**Required work:**
Pull each line with the string "decimalSeparator" from the entries.

**Records:**

PR #64, opened 2018-08-21
Fix over-truncating amounts 0.5 or less away from the next power of 10

MortalKastor:
### Type

Bugfix

### Description

Fix a bug where, for an `amount` with `d` digits and `n` a number between `0.5` and `0.1`, if `amount + n` has `d + 1` digit, the last decimal is cut off. eg `9.8` gets truncated to `9.`

### Demo

Before:
9 5 buggy

After:
9 5 fixed

### Affected Ledger Live versions
All versions since 1.1.0

### DIFF
--- a/src/helpers/currencies/BigNumberToLocaleString.js
+++ b/src/helpers/currencies/BigNumberToLocaleString.js
@@ -53,18 +53,16 @@ export const toLocaleString = (
   const maxDecimals = bn.toFormat(maximumFractionDigits);
   if (maximumFractionDigits !== minimumFractionDigits) {
     const minDecimals = bn.toFormat(minimumFractionDigits);
-    let i = maxDecimals.length - 1;
+    let i = maxDecimals.length;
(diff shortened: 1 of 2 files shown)


src/helpers/currencies/BigNumberToLocaleString.js
```diff
@@ -53,18 +53,16 @@ export const toLocaleString = (
...
-        i--;
-      } else if (maxDecimals[i] === format.decimalSeparator) {
-        i--;
+      if (maxDecimals[i - 1] !== "0") {
+        if (maxDecimals[i - 1] === format.decimalSeparator) {
+          i--;
+        }
         break; // we reach decimal. stop now.
-      } else {
-        i++; // we eat one character that we shouldn't. we stop there and roll it back (nb slice won't overflow)
```
MortalKastor: This part was never reached for `9.5` because `minDecimals` is rounded to `10` so `i > minDecimals.length` was false by the time the last char has already been removed by the previous loop cycle.

PR #72, opened 2018-08-30
change zen name to horizen

amougel:


gre:
you need to keep using zencash.svg filename

PR #81, opened 2018-10-05
Implement frames variants

gre:
- to be tested
- there are some breaking changes in the API, but no breaking changes in the data format itself


gre:
will refactor to using qrloop. this code had bugs.

idea would be to no longer have bridgestream but just utilities and some convention of an export data compressed format. then can just pass this data to qrloop

PR #84, opened 2018-10-10
Re-work the account types (seedIdentifier, derivationMode)

gre:
(WIP, will include some breaking changes and we'll write some migration in desktop app)


meriadec:
noice! :rocket:  is it possible to squash you commits for moar readability?

PR #88, opened 2018-10-24
add more legacy addresses for eth, etc and xrp

amougel:
I added the missing legacy derivations from chrome apps
These are single addresses (no iteration possible)

### DIFF
--- a/src/derivation.js
+++ b/src/derivation.js
@@ -36,9 +36,21 @@ export const getDerivationScheme = ({
     // old MEW derivation scheme for ETC
     return "44'/60'/160720'/0'/<account>";
   }
-  if (derivationMode === "rip") {
-    // XRP legacy that the old Chrome Ripple Wallet used to wrongly derivate addresses on.
-    return "44'/144'/0'/<account>'";
+  if (derivationMode === "ripWalletIdentifier") {
+    // XRP legacy that the old Chrome Ripple Wallet used to wrongly derivate addresse on.
+    return "44'/144'/0'/0'";
+  }
+  if (derivationMode === "ripWalletMetaPassword") {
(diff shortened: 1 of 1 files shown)


src/derivation.js
```diff
@@ -36,9 +36,21 @@ export const getDerivationScheme = ({
     // old MEW derivation scheme for ETC
     return "44'/60'/160720'/0'/<account>";
   }
-  if (derivationMode === "rip") {
```
gre: This must not disappear, otherwise will create regression in existing accounts.

src/derivation.js
```diff
@@ -36,9 +36,21 @@ export const getDerivationScheme = ({
...
-    // XRP legacy that the old Chrome Ripple Wallet used to wrongly derivate addresses on.
-    return "44'/144'/0'/<account>'";
+  if (derivationMode === "ripWalletIdentifier") {
```
gre: Basically call this one rip for backward compatible

src/derivation.js
```diff
@@ -36,9 +36,21 @@ export const getDerivationScheme = ({
...
+    // XRP legacy that the old Chrome Ripple Wallet used to wrongly derivate addresse on.
+    return "44'/144'/0'/0'";
+  }
+  if (derivationMode === "ripWalletMetaPassword") {
```
gre:
```suggestion
  if (derivationMode === "rip2") {
```

amougel:
1. > I think Ledger Live will expect all derivations to be iterable

That's what I thought so I looked into the code and realized that there just a `replace` occuring on 
the path string (for account). So it should not break

Regarding the comment they reflect the reality of the chrome app

gre:
i'll merge this and bring an iteration function in another PR

PR #117, opened 2018-12-11
Initial port of some Manager features

gre:
(will continue later with more src/hw/* files)

### DIFF
--- a/demo/src/demos/index.js
+++ b/demo/src/demos/index.js
@@ -5,6 +5,7 @@ import Derivations from "./derivations";
 import Currencies from "./Currencies";
 import bridgestream from "./bridgestream";
 import qrstreambenchmark from "./qrstreambenchmark";
+import transports from "./transports";
 
 export default {
   CountervalueDirect,
@@ -13,5 +14,6 @@ export default {
   Derivations,
   Currencies,
   bridgestream,
-  qrstreambenchmark
+  qrstreambenchmark,
+  transports
 };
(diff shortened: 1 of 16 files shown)


demo/src/demos/index.js
```diff
@@ -13,5 +14,6 @@ export default {
   Derivations,
   Currencies,
   bridgestream,
-  qrstreambenchmark
+  qrstreambenchmark,
+  transports
```
meriadec: `comma-dangle` :cry:

demo/src/demos/transports/index.js
```diff
@@ -0,0 +1,117 @@
...
+import { setNetwork } from "@ledgerhq/live-common/lib/network";
+import genuineCheck from "@ledgerhq/live-common/lib/hw/genuineCheck";
+import getDeviceInfo from "@ledgerhq/live-common/lib/hw/getDeviceInfo";
+
+setNetwork(axios);
+
+let queue = Promise.resolve();
+const execInQueue = <T>(job: () => Promise<T>) => {
+  const p = queue.then(job);
+  queue = p;
```
meriadec: don't need to use `p` ref, but I guess it's for clarity

meriadec: (btw this is demo we dont care)

gre: it actually is required for flow last time i checked.

gre: p is of time `Promise<T>` so flow needs to remember that.

queue is a `Promise<any>` which accepts `Promise<T>`

PR #119, opened 2018-12-14
Add more hw functions and generic system for deviceAccess

gre:


src/hw/installOsuFirmware.js
```diff
@@ -0,0 +1,18 @@
...
+import ManagerAPI from "../api/Manager";
+
+export default (
+  transport: Transport<*>,
+  targetId: string | number,
+  firmware: OsuFirmware
+): Observable<*> => {
+  const params = {
+    targetId,
+    ...firmware,
```
valpinkman: this is a bit nasty as we also send all the applications array as URL argument, which can be quite long... I guess it's safer/cleaner to just explode the keys we need (targetId, firmware, firmwareKey and perso)

src/hw/firmwareUpdate-prepare.js
```diff
@@ -0,0 +1,35 @@
+// @flow
+import { Observable, from, of, empty, concat } from "rxjs";
+import { mergeMap, delay, filter, map, throttleTime } from "rxjs/operators";
+
+import getDeviceInfo from "../hw/getDeviceInfo";
+import installOsuFirmware from "../hw/installOsuFirmware";
+import { withDevice } from "../hw/deviceAccess";
+import type { OsuFirmware } from "../types/manager";
+
+const wait3s = of({ type: "wait" }).pipe(delay(3000));
```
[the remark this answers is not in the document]
gre: would probably be overkill for the localized usage we have here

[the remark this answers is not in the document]
valpinkman: fine with me :)

src/hw/installOsuFirmware.js
valpinkman: I'll take it

valpinkman: seems like it's done already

**Output of the exercise:**
-      } else if (maxDecimals[i] === format.decimalSeparator) {
+        if (maxDecimals[i - 1] === format.decimalSeparator) {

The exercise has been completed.